The items above with the # are ones I’ve disabled from my system. zeroconf and sspd are the primary items that search for stuff on your network. ssdp was what caused my system to have to be rebooted every 2-3 days. That issue has since been fixed in ssdp, at least for me. I however keep these thing disabled as I don’t need aut discovery. If you disable energy, like I did, it removes the energy menu in the gui. I don’t have solar panels or anything that energy controls and so had no need for that capability. I also disabled usb as I don’t have anything plugged into the usb ports of my HA controller.

Watching my system I think it probably still has a very slow memory leak, but nothing like what I was having. The system had to be rebooted every other day when I had the major memory leak. I’ve been running on a 2G of memory system for over a year and as a result of the memory leak I have decided to get a 4G system. While I’m at home I restart HA pretty regularly because of the rate of software releases. The 4G memory is to ensure if I have a slow memory leak that the system stays up for at least a month.
Hope this helps.

2 Likes

It’s a recent leak, since updating to 2022.3.x
I’ll have a look at the profiler integration and see what’s what.
Thanks for the tip.

I may have solved it. Your mentioning the upnp integration reminded me that I had that installed. I disabled it and so far, memory usage seems to have settled down.
I’ll know more in a few days.

Edit:
1 day later and memory usage has settled down. It’s confirmed, at least on my system that something about upnp is to blame.

Hello together,

since I updated my HA to OS 7.5 I have a problem with memory. Everything was running fine bevore.

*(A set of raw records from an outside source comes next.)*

Issue #93, opened 2026-06-12
Epic: own the JVM D-Bus connection (replace dbus-java transport with junixsocket + our own marshaller/dispatch)


monkopedia-coder:
Owner-decided 2026-06-12. Replace the JVM backend's reliance on dbus-java's **connection** with a self-owned D-Bus connection layer — raw junixsocket + SASL EXTERNAL + D-Bus wire framing + our own marshaller + read/dispatch loop — mirroring how the native backend owns sd-bus. **Part of the 0.5.0 release** (0.5.0 waits for this; no ByteBuddy stopgap).

## Why
Nearly every JVM bug this cycle (#71/#72/#74 wire marshalling, #80/#81 behavior, #90 serving) traced to wrapping dbus-java's static-typed, reflection-driven model. The feasibility spike (#90 comments) proved owning the connection is feasible and cleanly bounded (~3–4 engineer-weeks), with ALL four risk prototypes passing against a real bus: connect+SASL+Hello, hand-framed call round-trip, **external busctl reaching a served method** (impossible through dbus-java), and **SCM_RIGHTS fd-passing** (also closes #83's worry). Crux finding: `Message.jvm.kt` delegates all byte marshalling to dbus-java today, so owning the connection requires a byte-level marshaller — but that turns the entire #71/#72/#74/#78/#80/#81 bug corpus into our own spec-level unit tests, and lets us drop BOTH dbus-java and bytebuddy.

## Outcome
- Public sdbus-kotlin API unchanged (internal backend swap behind `JvmDbusConnection`/`JvmDbusProxy`).
- JVM client + serve on ONE owned connection / ONE unique name (native model).
- dbus-java dependency removed; no bytebuddy.
- Closes #90 (cross-process serving) and #83 (JVM fd wire-test gap).

## Phases (each a reviewed PR)
1. **Byte-level D-Bus marshaller** (pure Kotlin, ~4–5d) — serialize/deserialize the existing JVM value model ↔ wire bytes; alignment, all basic types, a/()/a{}/v, both endiannesses. Bug corpus (#71/#72/#74/#80/#81) + dbusmock type-matrix as spec tests. Standalone, no transport.
2. **Transport + SASL EXTERNAL + framing + bootstrap** (~3d) — junixsocket connection, address parsing, auth, message header read/write, Hello/RequestName/AddMatch.
[...]

Issue #27, opened 2026-06-08
Tests: unsigned-type (UByte/UShort/UInt/ULong) round-trips, both backends


monkopedia-coder:
Round-trip coverage for the unsigned inline-class types — `UByte`/`UShort`/`UInt`/`ULong` — as scalars, list elements, dict keys/values, and inside variants, on both backends.

The unsigned-as-inline-class mapping has produced `ClassCastException`s twice: the native `ListEncoder` boxing (#8) and the JVM `ay`→`UByte` decode. Lock the behaviour with systematic coverage.

PR #94, opened 2026-06-12
Phase 1 (#93): pure-Kotlin D-Bus byte marshaller

monkopedia-coder:
## Summary

Phase 1 of epic #93 (own the JVM D-Bus connection): a **pure-Kotlin, byte-level D-Bus marshaller** for the JVM backend. It converts between the existing JVM value model in `Message.jvm.kt` and D-Bus wire bytes, driven by a type signature. Standalone and independently testable — **no transport, no connection changes, no dispatch** in this phase, and **not yet wired into** `Message.jvm.kt`'s send/receive (that's phase 2/3). dbus-java stays a dependency and is used here purely as a test oracle.

New file: `src/jvmMain/kotlin/com/monkopedia/sdbus/internal/jvmdbus/DBusMarshaller.kt`.

## What the marshaller covers
- **Signature tokenizer**: recursive-descent, handles nested `a`, `()`, `a{}`, `v` (e.g. `(ii)`, `a{sv}`, `aai`, `a{oa{sa{sv}}}`).
- **All basic types**: `y b n q i u x t d s o g h`.
- **Containers**: arrays `a`, structs `()`, dict-entries `a{}`, variants `v`.
- **Alignment**: faithful natural alignment counted from the start of the message body, NUL padding; array length is the **content byte-length** (not element count) with element-alignment padding inserted **even for empty arrays**.
- **Endianness**: BOTH little- and big-endian **read and write**.
- Operates on the **same value model** `Message.jvm.kt` already uses (boxed `Boolean`/`Short`/`Int`/`Long`/`Double`, `UByte`/`UShort`/`UInt`/`ULong`, `String`, `List` for arrays, `Map` for dicts, `JvmStructPayload` for structs, `JvmVariantPayload` for variants), so it slots into the connection later without a value-model change.

## Value-model extension
**None needed.** The marshaller consumes/produces the existing value model unchanged. Variants are handled as `JvmVariantPayload`; the `Variant` ⇄ `JvmVariantPayload` conversion already exists in the connection layer and will bridge in a later phase (flagged in the file KDoc).

## Test coverage
Three angles, 45 test cases, all green:

1. **Differential vs dbus-java** (`DBusMarshallerDifferentialTest`) — the oracle. For a broad matrix (basic types, strings, arrays incl. empty, dicts, structs incl. nested, variants, `a{sv}`, multi-top-level) it marshals with **our** marshaller and with **dbus-java's internal `Message.append` body marshaller** (reached by reflection on a bare `Message`; the `big` field selects endianness) and asserts **byte-identical** output in **both endiannesses**. It also **cross-demarshals**: dbus-java's reference bytes → our reader → re-marshal must reproduce the reference.

2. **Spec canaries** (`DBusMarshallerSpecTest`) — hand-computed expected byte sequences from the D-Bus spec (int32 LE/BE, string, signature, `ay`/`ai`, struct `(is)`, variant, `at` alignment padding, empty `a{sv}` padding, multi-out `isi`), so correctness is anchored to the **spec, not dbus-java** (recall #71/#72/#74 were dbus-java quirks).

3. **Bug corpus as regression tests** — encoded as spec-correct assertions:
   - **#71** structs both directions: `(is)`, `((is)ai)`, `a(is)`, wide struct round-trips.
   - **#74** multiple top-level values / multi-out: `isi`, `iis`, `tu` byte-identical + round-trip.
   - **#26/#11** empty collections: `as`/`ai`/`ay`/`a{sv}`/`a{ss}`/`a(is)` — incl. the empty-`a{sv}` element-alignment padding.
   - **#27** unsigned round-trips incl. `ULong.MAX` across the signed-Long boundary, and all unsigned widths min/max.
   - dbusmock type-matrix shapes (`a{oa{sa{sv}}}`, `av`, `aai`, variant-wrapped struct, wide struct).
   - Round-trip property over the whole matrix in **both endiannesses**, plus a **hand-crafted big-endian** body to exercise the `'B'` read branch (not just mirror our own writer).

Where our output would differ from a known dbus-java bug case, the spec canaries assert **our** (spec-correct) bytes.

## Verification
- `./gradlew apiDump` → **no-op** (marshaller is `internal`, no public API change).
- `./gradlew ktlintCheck apiCheck` → pass.
- `dbus-run-session -- ./gradlew :jvmTest` → green (full suite; nothing regressed).
- `./gradlew compileKotlinLinuxX64` → pass (multiplatform build intact).

## Remaining for later phases (not this PR)
Wiring the marshaller into `Message.jvm.kt` send/receive (phase 2/3), transport/SASL/framing (phase 2), `h`/fd index ↔ out-of-band fd array (phase 5). The `h` type is marshalled here as a plain `uint32` and is excluded from the dbus-java differential (dbus-java writes an fd index for `FileDescriptor`); it's covered by round-trip + the format is identical to `u`.

Refs #93.

### DIFF
--- a/src/jvmMain/kotlin/com/monkopedia/sdbus/internal/jvmdbus/DBusMarshaller.kt
+++ b/src/jvmMain/kotlin/com/monkopedia/sdbus/internal/jvmdbus/DBusMarshaller.kt
@@ -1,0 +1,600 @@
+/**
+ *
+ * (C) 2024 - 2026 Jason Monk <monkopedia@gmail.com>
+ *
+ * Project: sdbus-kotlin
+ * Description: High-level D-Bus IPC kotlin library based on sd-bus
+ *
+ * This file is part of sdbus-kotlin.
+ *
+ * sdbus-kotlin is free software: you can redistribute it and/or modify it under the terms of the
+ * GNU Lesser General Public License as published by the Free Software Foundation, either
+ * version 3 of the License, or (at your option) any later version.
+ *
+ * sdbus-kotlin is distributed in the hope that it will be useful, but WITHOUT ANY WARRANTY;
+ * without even the implied warranty of MERCHANTABILITY or FITNESS FOR A PARTICULAR PURPOSE.
+ * See the GNU Lesser General Public License for more details.
+ *
+ * You should have received a copy of the GNU Lesser General Public License along with
+ * sdbus-kotlin. If not, see <https://www.gnu.org/licenses/>.
+ */
+package com.monkopedia.sdbus.internal.jvmdbus
+
+import com.monkopedia.sdbus.Message
+import com.monkopedia.sdbus.ObjectPath
+import com.monkopedia.sdbus.Signature
+import com.monkopedia.sdbus.UnixFd
+
+/**
+ * Pure-Kotlin byte-level D-Bus marshaller for the JVM backend (epic #93, phase 1).
+ *
+ * Converts BETWEEN the JVM value model used by `Message.jvm.kt` (boxed Boolean/Short/Int/Long/
+ * Double, [UByte]/[UShort]/[UInt]/[ULong], String, [ObjectPath]/[Signature]/[UnixFd], [List] for
+ * arrays, [Map] for dictionaries, [Message.JvmStructPayload] for structs, and
+ * [Message.JvmVariantPayload] for variants) and D-Bus wire bytes, driven by a D-Bus type
+ * signature.
+ *
+ * Implements the D-Bus marshalling rules faithfully: per-type natural alignment counted from the
+ * start of the message body, all basic types, arrays/structs/dict-entries/variants, and BOTH
+ * little- and big-endian read+write. This phase is standalone (no transport, no connection wiring)
+ * and exercised by differential tests against dbus-java, hand-computed spec canaries, and the
+ * #71/#74/#26/#11/#27 bug corpus.
+ *
+ * NOTE: variants are consumed/produced as [Message.JvmVariantPayload]; the
+ * `com.monkopedia.sdbus.Variant` <-> [Message.JvmVariantPayload] conversion already exists in the
+ * connection layer and will bridge in a later phase.
+ */
+internal enum class Endian(val code: Byte) {
+    LITTLE('l'.code.toByte()),
+    BIG('B'.code.toByte());
+
+    companion object {
+        fun fromCode(code: Byte): Endian = when (code.toInt().toChar()) {
+            'l' -> LITTLE
+            'B' -> BIG
+            else -> throw DBusMarshallingException("Unknown endianness flag: $code")
+        }
+    }
+}
+
+internal class DBusMarshallingException(message: String) : RuntimeException(message)
+
+/**
+ * The parsed model of a single complete D-Bus type, carrying its natural [alignment] and the
+ * signature fragment it [code]s back to.
+ */
+internal sealed class DBusType {
+    abstract val alignment: Int
+    abstract val code: String
+
+    data class Basic(val type: Char) : DBusType() {
+        override val alignment: Int get() = alignmentOfBasic(type)
+        override val code: String get() = type.toString()
+    }
+
+    data class ArrayType(val element: DBusType) : DBusType() {
+        override val alignment: Int get() = 4
+        override val code: String get() = "a${element.code}"
+    }
+
+    data class StructType(val fields: List<DBusType>) : DBusType() {
+        override val alignment: Int get() = 8
+        override val code: String get() = "(${fields.joinToString("") { it.code }})"
+    }
+
+    data class DictEntryType(val key: DBusType, val value: DBusType) : DBusType() {
+        override val alignment: Int get() = 8
+        override val code: String get() = "{${key.code}${value.code}}"
+    }
+
+    data object VariantType : DBusType() {
+        override val alignment: Int get() = 1
+        override val code: String get() = "v"
+    }
+
+    companion object {
+        fun alignmentOfBasic(type: Char): Int = when (type) {
+            'y', 'g' -> 1
+            'n', 'q' -> 2
+            'b', 'i', 'u', 'h', 's', 'o' -> 4
+            'x', 't', 'd' -> 8
+            else -> throw DBusMarshallingException("Unknown basic type '$type'")
+        }
+    }
+}
+
+/**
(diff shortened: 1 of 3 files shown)


monkopedia-reviewer (approved):
Approving — Phase 1 marshaller (epic #93). Reviewed with full rigor; the byte-level correctness is sound.

**Alignment** — verified body-relative (writer counts from size==0 = body start; reader from the passed offset, which in D-Bus is always 8-aligned so body-relative == message-relative). Every type's natural alignment is correct: y/g=1, n/q=2, b/i/u/h/s/o=4, x/t/d=8, struct()=8, dict-entry=8, array=4, variant=1. Pad bytes are NUL.

**Array length semantics** — length is the CONTENT byte-length (patched as size-contentStart AFTER the pre-element alignment padding), not element count, and the element-alignment pad is written even for empty arrays. The empty-collection trap is handled and spec-anchored: empty a{sv} = 00000000 00000000 (4-byte len 0 + pad to the 8-byte dict-entry boundary), empty at likewise reserves the pad; emptyDict_asv_hasElementAlignmentPadding asserts this against hand-computed bytes.

**Strings** — s/o: uint32 length excluding NUL + UTF-8 + NUL; g: uint8 length + NUL. Verified against canary_string/canary_signature.

**Endianness** — no hardcoded LE anywhere; putRaw/putUInt32At/readRaw all branch on the endian param for both read and write. BE is genuinely exercised: canary_int32_bigEndian, canary_double_bigEndian (hand-computed), and bigEndianRead_handCrafted feeds a BE body the writer never produced through the reader's 'B' branch.

**Variants** — signature (g, 1-byte len) then value per that single complete type, with a parseOne completeness check; nested variants (av, variant-of-struct) round-trip.

**Differential oracle is sound** — drives dbus-java's actual internal Message.append body marshaller via reflection, both endiannesses, and correctly handles the endianness-source finding: it sets the private  field directly (documented that updateEndianess only writes the header flag byte, not the marshalling direction). Cross-demarshal (dbus-java bytes -> our reader -> re-marshal == reference) included.

**Bug-corpus = spec-correct, not dbus-java-match (the crucial check)** — every bug-corpus class has at least one hand-computed spec assertion in DBusMarshallerSpecTest, so there's no false-confidence/re-baking risk: #71 structs (canary_struct_is), #74 multi-out (canary_multipleTopLevel_struct74 'isi' streaming alignment), #26/#11 empty collections (emptyArray_as/ai/ay + emptyDict_asv), #27 unsigned incl. ULong.MAX (canary_uint64_max = 8×ff, canary_uint32). The differential's agreement with dbus-java on these is consistent because dbus-java's raw body marshaller is itself spec-correct — those bugs lived in the higher-level reflection/wrapping layer, not append() — so the differential is supplementary, not the anchor. Round-trip property holds across the matrix in both endiannesses.

**Scope** — internal-only (Endian/DBusType/DBusMarshaller all ), apiDump no-op (no api/ files in diff), Message.jvm.kt send/receive untouched (correct for phase 1; existing JvmStructPayload/JvmVariantPayload reused with no value-model change), nothing regressed. CI fully green (full-tests-x64, static-checks, native-build, arm-runtime-tests — the #86 fix held, no abort — all pr-smoke pass).

Minor (non-blocking, phase-5 territory): 'h' has no dedicated round-trip test despite the PR body's 'covered by round-trip' wording, but it shares the exact putAligned(4)/readRaw(4) path as the heavily-tested 'u'/'i', and real fd-array handling is phase 5. Not worth gating.

Solid foundation — every byte checked out.

monkopedia-reviewer (commented):
Review rationale (the prior approval body was mangled by shell backtick-expansion; this is the clean version).

Phase 1 marshaller (epic #93) — reviewed with full rigor; byte-level correctness is sound.

**Alignment** — body-relative (writer counts from size==0 = body start; reader from the passed offset, which in D-Bus is always 8-aligned so body-relative == message-relative). Per-type natural alignment all correct: y/g=1, n/q=2, b/i/u/h/s/o=4, x/t/d=8, struct=8, dict-entry=8, array=4, variant=1. Pad bytes are NUL.

**Array length** — CONTENT byte-length (patched as size-contentStart AFTER the pre-element alignment pad), not element count; element-alignment pad written even for empty arrays. Empty-collection trap handled and spec-anchored: empty a{sv} = 00000000 00000000, empty at reserves its pad; emptyDict_asv_hasElementAlignmentPadding asserts hand-computed bytes.

**Strings** — s/o: uint32 length excluding NUL + UTF-8 + NUL; g: uint8 length + NUL. Verified via canary_string / canary_signature.

**Endianness** — no hardcoded LE; putRaw/putUInt32At/readRaw all branch on the endian param for read AND write. BE genuinely exercised: canary_int32_bigEndian, canary_double_bigEndian (hand-computed), and bigEndianRead_handCrafted feeds a BE body the writer never produced through the reader's BE branch.

**Variants** — signature (g, 1-byte len) then value per a single complete type, with a parseOne completeness check; nested variants round-trip.

**Differential oracle is sound** — drives dbus-java's actual internal Message.append body marshaller via reflection, both endiannesses, and handles the endianness-source finding correctly: sets the private big field directly (documented that updateEndianess only writes the header flag byte, not marshalling direction). Cross-demarshal (dbus-java bytes -> our reader -> re-marshal == reference) included.

**Bug-corpus = spec-correct, not dbus-java-match (the crucial check)** — every bug-corpus class has a hand-computed spec assertion in DBusMarshallerSpecTest, so no false-confidence/re-baking risk: #71 structs (canary_struct_is), #74 multi-out (canary_multipleTopLevel_struct74 isi streaming alignment), #26/#11 empty collections (emptyArray_as/ai/ay + emptyDict_asv), #27 unsigned incl. ULong.MAX (canary_uint64_max = 8x ff, canary_uint32). The differential's agreement with dbus-java on these is consistent because dbus-java's raw body marshaller is itself spec-correct — those bugs lived in the higher-level reflection/wrapping layer, not append() — so the differential is supplementary, not the anchor. Round-trip property holds across the matrix in both endiannesses.

**Scope** — internal-only, apiDump no-op (no api/ files in diff), Message.jvm.kt send/receive untouched (correct for phase 1; existing JvmStructPayload/JvmVariantPayload reused, no value-model change), nothing regressed. CI fully green.

Minor (non-blocking, phase-5 territory): 'h' has no dedicated round-trip test despite the PR body's wording, but shares the exact putAligned(4)/readRaw(4) path as the heavily-tested u/i, and real fd-array handling is phase 5.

Can s.b. please help me to debug this?
Atm I make a restart every night at 3.00

Home Assistant 2023.2.2
Supervisor 2023.01.1
Operating System 9.5
Frontend 20230202.0 - latest

Running on Odroid N2+ with 4GB

image

Try the PROFILER.START_LOG_OBJECTS service. If you let it run for a hour and its a leak of python objects, the ones that are leaking should the be the only ones still growing in the log

@bdraco: Thank you! Today I made the update to newest version 2023.2.3 and will look further with PROFILER.START_LOG_OBJECTS service

I have updated from 2022.7 to 2023.2.2 and also seeing memory leak issue with my installation. After a few hours homeassistant is complete unresponsible because it uses all SWAP-Space.

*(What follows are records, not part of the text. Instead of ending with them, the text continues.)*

PR #95, opened 2026-06-12
Phase 2 (#93): owned D-Bus connection — junixsocket transport, SASL EXTERNAL, framing, bootstrap

monkopedia-coder:
## Phase 2 of epic #93 — owned D-Bus connection (JVM)

Builds on Phase 1's pure-Kotlin marshaller (now on main) to deliver the low-level, self-owned D-Bus connection for the JVM backend: junixsocket transport, SASL EXTERNAL auth, D-Bus message framing, a read loop, and bus bootstrap (Hello). It can authenticate, obtain a unique name, send method calls, and receive/parse replies and signals against a real bus.

This layer is **internal-only** and is exercised **solely by its own tests**. It is deliberately NOT wired into the production client path (Phase 3) and does NOT serve incoming method calls (Phase 4). dbus-java stays untouched.

### What the connection does

- **Address parsing** — reads DBUS_SESSION_BUS_ADDRESS / DBUS_SYSTEM_BUS_ADDRESS; supports unix:path= and unix:abstract= with an optional guid= suffix and a semicolon-separated candidate list.
- **Transport** — opens a raw AF_UNIX socket via junixsocket (AFUNIXSocket / AFUNIXSocketAddress, abstract namespace via inAbstractNamespace). junixsocket-core is promoted to a compile dependency; it was already pulled transitively by dbus-java's junixsocket transport, so no new artifact enters the runtime classpath.
- **Bootstrap** — Hello captures the assigned unique name; requestName / releaseName / addMatch / removeMatch are provided for later phases.

### SASL approach

Line protocol over the socket: a leading NUL byte, then AUTH EXTERNAL hex(uid); on OK it sends NEGOTIATE_UNIX_FD and records whether the bus replied AGREE_UNIX_FD (so Phase 5 fd-passing is already negotiated, even though fds are not wired yet), then BEGIN. REJECTED or unexpected responses raise DBusAuthException. The uid is read reflectively from com.sun.security.auth.module.UnixSystem so the build needs no explicit module wiring.

### Framing approach

WireMessageCodec reads and writes a full message and uses the Phase-1 DBusMarshaller for BOTH the a(yv) header-fields array and the body. The entire header (endianness, type, flags, version, body length, serial, and the header-fields array) is marshalled as a single yyyyuua(yv) signature so alignment is computed correctly from the start of the message; the body is then 8-aligned and marshalled against the SIGNATURE header field. Writes are always little-endian; reads honour the message's declared endianness byte. All nine header-field codes (PATH/INTERFACE/MEMBER/ERROR_NAME/REPLY_SERIAL/DESTINATION/SENDER/SIGNATURE/UNIX_FDS) are supported. A dedicated low-level WireMessage type models a parsed/outgoing message; it shares the boxed value representation (JvmStructPayload / JvmVariantPayload) so the marshaller drives it directly.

Have to do some profiler work on it. Currently when we hit a switch, the corresponding light needs up to 40 seconds to toggle its status.

At least on my end it seems to be correlated to third party integrations. My advice would be disabling them all and adding them back one by one until you identify a culprit.
For me, it was the Wyoming Protocol integration that produced a memory leak. No matter how much RAM I allocated (up to 16GB in my proxmox setup), the memory always reached 95% utilization after a short period of time. By disabling the Wyoming Protocol integration, I was able to resolve the issue on my end. Now, my total memory consumption remains stable around ± 1GB.